== INSTRUCTIONS TO FOLLOW ==
Only the lines from the one containing "this.setSelected(date, event, false, monthSelectedIn);" through the last line of the data are to be written out, exactly and in full.

== SOURCE DATA ==
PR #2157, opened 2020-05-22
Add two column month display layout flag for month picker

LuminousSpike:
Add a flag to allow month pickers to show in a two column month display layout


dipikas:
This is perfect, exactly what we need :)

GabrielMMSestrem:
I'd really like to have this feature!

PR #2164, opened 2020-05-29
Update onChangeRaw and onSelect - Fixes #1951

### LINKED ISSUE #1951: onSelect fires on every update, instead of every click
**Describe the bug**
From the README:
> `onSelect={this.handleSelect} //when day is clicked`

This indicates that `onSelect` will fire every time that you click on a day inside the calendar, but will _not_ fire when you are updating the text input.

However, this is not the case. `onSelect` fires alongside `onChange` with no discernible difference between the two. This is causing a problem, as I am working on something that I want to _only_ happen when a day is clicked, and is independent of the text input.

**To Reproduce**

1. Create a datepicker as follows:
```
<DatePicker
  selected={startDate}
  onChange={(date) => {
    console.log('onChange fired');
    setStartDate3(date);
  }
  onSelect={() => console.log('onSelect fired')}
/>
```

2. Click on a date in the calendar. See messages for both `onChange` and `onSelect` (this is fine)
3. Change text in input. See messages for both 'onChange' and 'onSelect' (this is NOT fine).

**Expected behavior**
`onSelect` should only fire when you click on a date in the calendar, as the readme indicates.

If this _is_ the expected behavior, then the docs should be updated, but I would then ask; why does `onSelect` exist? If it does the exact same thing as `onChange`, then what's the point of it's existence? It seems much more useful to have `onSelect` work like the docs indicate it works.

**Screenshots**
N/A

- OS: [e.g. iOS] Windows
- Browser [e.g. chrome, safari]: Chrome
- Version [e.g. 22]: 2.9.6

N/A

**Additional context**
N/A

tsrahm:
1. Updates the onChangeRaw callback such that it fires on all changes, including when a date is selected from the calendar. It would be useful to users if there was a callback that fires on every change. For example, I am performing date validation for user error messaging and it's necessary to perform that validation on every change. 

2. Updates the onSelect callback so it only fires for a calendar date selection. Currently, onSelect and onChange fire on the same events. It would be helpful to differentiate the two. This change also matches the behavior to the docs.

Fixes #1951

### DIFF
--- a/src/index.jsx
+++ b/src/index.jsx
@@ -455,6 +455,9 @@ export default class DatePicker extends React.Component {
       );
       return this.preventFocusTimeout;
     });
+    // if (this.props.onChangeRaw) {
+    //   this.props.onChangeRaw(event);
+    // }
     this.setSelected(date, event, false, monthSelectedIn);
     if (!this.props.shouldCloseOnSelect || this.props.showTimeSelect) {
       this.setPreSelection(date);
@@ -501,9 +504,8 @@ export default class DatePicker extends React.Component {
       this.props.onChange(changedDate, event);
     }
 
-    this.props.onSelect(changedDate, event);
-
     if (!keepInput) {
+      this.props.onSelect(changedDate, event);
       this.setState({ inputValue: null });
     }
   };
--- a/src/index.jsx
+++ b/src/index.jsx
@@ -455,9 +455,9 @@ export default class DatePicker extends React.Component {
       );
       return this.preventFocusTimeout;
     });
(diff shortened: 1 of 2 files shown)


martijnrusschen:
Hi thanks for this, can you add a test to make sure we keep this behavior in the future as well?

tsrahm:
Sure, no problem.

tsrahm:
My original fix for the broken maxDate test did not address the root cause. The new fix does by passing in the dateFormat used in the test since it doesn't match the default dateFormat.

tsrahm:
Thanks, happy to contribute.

== WRITTEN SOLUTION ==
     this.setSelected(date, event, false, monthSelectedIn);
     if (!this.props.shouldCloseOnSelect || this.props.showTimeSelect) {
       this.setPreSelection(date);
@@ -501,9 +504,8 @@ export default class DatePicker extends React.Component {
       this.props.onChange(changedDate, event);
     }
 
-    this.props.onSelect(changedDate, event);
-
     if (!keepInput) {
+      this.props.onSelect(changedDate, event);
       this.setState({ inputValue: null });
     }
   };
--- a/src/index.jsx
+++ b/src/index.jsx
@@ -455,9 +455,9 @@ export default class DatePicker extends React.Component {
       );
       return this.preventFocusTimeout;
     });
(diff shortened: 1 of 2 files shown)


martijnrusschen:
Hi thanks for this, can you add a test to make sure we keep this behavior in the future as well?

tsrahm:
Sure, no problem.

tsrahm:
My original fix for the broken maxDate test did not address the root cause. The new fix does by passing in the dateFormat used in the test since it doesn't match the default dateFormat.

tsrahm:
Thanks, happy to contribute.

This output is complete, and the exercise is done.